Tuesday, July 10, 2012

So now Hadoop's days are numbered?

Earlier this week we all read GigaOM's article with this title:
"Why the days are numbered for Hadoop as we know it"
I know GigaOM like to provoke scandals sometimes, we all remember some other unforgettable piece, but there is something behind it...

Hadoop today (after SOA not so long ago) is one of the worst case of an abused buzzword ever known to men. It's everything, everywhere, can cure illnesses and do "big-data" at the same time! Wow! Actually Hadoop is a software framework that supports data-intensive distributed applications, derived from Google's MapReduce and Google File System (GFS) papers.

My take from the article is this: Hadoop is a foundation, low-level platform. I used the word "platform" just because of a lack of a better word. Wait there is a great word that captures it all! 

This word is Assembler

When computers begun 70 years ago or so, Assembly is the mother of all programming languages, Assembler made it work in real world computers, silicone and copper. In the world of Big Data, map-reduce, massive distribution and parallelism is the mother of all living things (Assembly). And Hadoop enables it to actually run in the real world (Assembler)... 

Like Assembler, Hadoop core is far from being really usable.  Doing something real, good, working, repeatable with it requires skills that only a few people can really master (Like good Assembler programmers, back in 1960's).

While I consider myself lucky to have the chance to actually punch cards with brilliant(?) Assembler code, many of today's brightest minds in Silicone Valleys around the world never wrote one opcode. They're all using PHP, Ruby, Java and node.js, which are great "wrappers" around good old Assembly to bring programming, innovation, disruptiveness - to the masses, make the whole world a better place. It's how it should be.

Hadoop will die only if data and big data dies. Nonsense. Data is by far the most important asset organizations have. Facebook as well as Bank Of America will be worth a fraction of their value in minutes if they loose the same fraction of their data. Both won't be able to compete if they can't be intelligent and analyze their data that multiplies every (low number) days/weeks/months. The data makes a business intelligent and Hadoop helps exactly there. 

Hadoop is the Assembler of all analytical big data processing, ETL and queries. The potential around it and its ecosystem is literally unlimited, tons of innovation and disruptiveness are poured by startups and communities all over, like Splunk, HBase, Cloudera, Hive, Hadapt, and many many more. And we're just in the "FORTRAN" phase...


  1. Your punch card is not showing assembler code but FORTRAN and before you ask, yes it was hard working on computer while the dinosaurs were roaming the land.

    1. You got me!! I would have attached a pic of me holding my authentic punchcards, but back then I just couldn't find my cell-phone with a camera... :)

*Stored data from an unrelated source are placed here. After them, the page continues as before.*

PR #784, opened 2021-03-26
541 Fix rectangle export bug

### LINKED ISSUE #541: position offset seen in exported region

pford:
Closes #541 .

Fixed error which assigned double pixel coordinates to int vector before being converted to world coordinates for export.  Was not a wcslib error after all.

### DIFF
--- a/src/Region/RegionImportExport.cc
+++ b/src/Region/RegionImportExport.cc
@@ -358,7 +358,7 @@ bool RegionImportExport::ConvertRecordToRectangle(
     try {
         // Convert center position to world coords
         casacore::Vector<casacore::Double> world_center;
-        casacore::IPosition pixel_center(_coord_sys->nPixelAxes(), 0);
+        casacore::Vector<casacore::Double> pixel_center(_coord_sys->nPixelAxes(), 0.0);
         pixel_center(0) = cx;
         pixel_center(1) = cy;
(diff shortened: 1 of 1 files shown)


kswang1029 (approved):
This fix works! 👍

      Thanks for the interest!

  2. Love the analogy, Doron. When I started in this business, the moldy old guys were bragging about how they used to string wires between boards to make things work. To them, assembler was a mamby-pamby tool for wimps who couldn't handle real computing!

    Since I was an economics major and feeling a bit inferior about my technical background, I decided to read the S/370 Principles of Operation in detail. Best thing I ever did. A low-level understanding of how the machine itself actually works is indispensable in this business. It certainly served me well at Intel, where the machine's internal architecture isn't nearly as straightforward as that of the S/370!

    But it isn't about bragging rights and how much techno-detail one can master, is it? The fundamental barrier we all face, in life and technology, is TIME. It's incompressible, and it's inexorable.

    If we can find ways to productively use up vast amounts of excess raw computational power to save time, it's worth it. That's what PHP and all the rest are all about.

    An observation: all of the computational power in the world amounts to a hill of beans when it comes to bandwidth and latency (at the limit of compressibility). Since we now know that neutrinos actually do follow the laws of general relativity, we're back to the limitations imposed by the speed of light on that score.

    In the end, time still wins.

    1. Mitch - inspiring! Thank you.

      I totally agree and I would add one additional aspect: mass.

      To PHP on a MacBook is much simpler and graspable than to FORTRAN on punchcards (or on wires)! It requires less training so many more can actually be part of "computing" and its innovation, from JCL and batch calculations, all the way to PC, iPad, Amazon, Facebook, Angry Brids!!
      If we take the above to the extreme, we can bring Einstein once again with his famous quote: "Two Things Are Infinite: the Universe and Human Stupidity"... :)

      Thanks for the interest.

    2. Believe it or not, I'd never read that quote before. Fantastic!

  3. This comment has been removed by a blog administrator.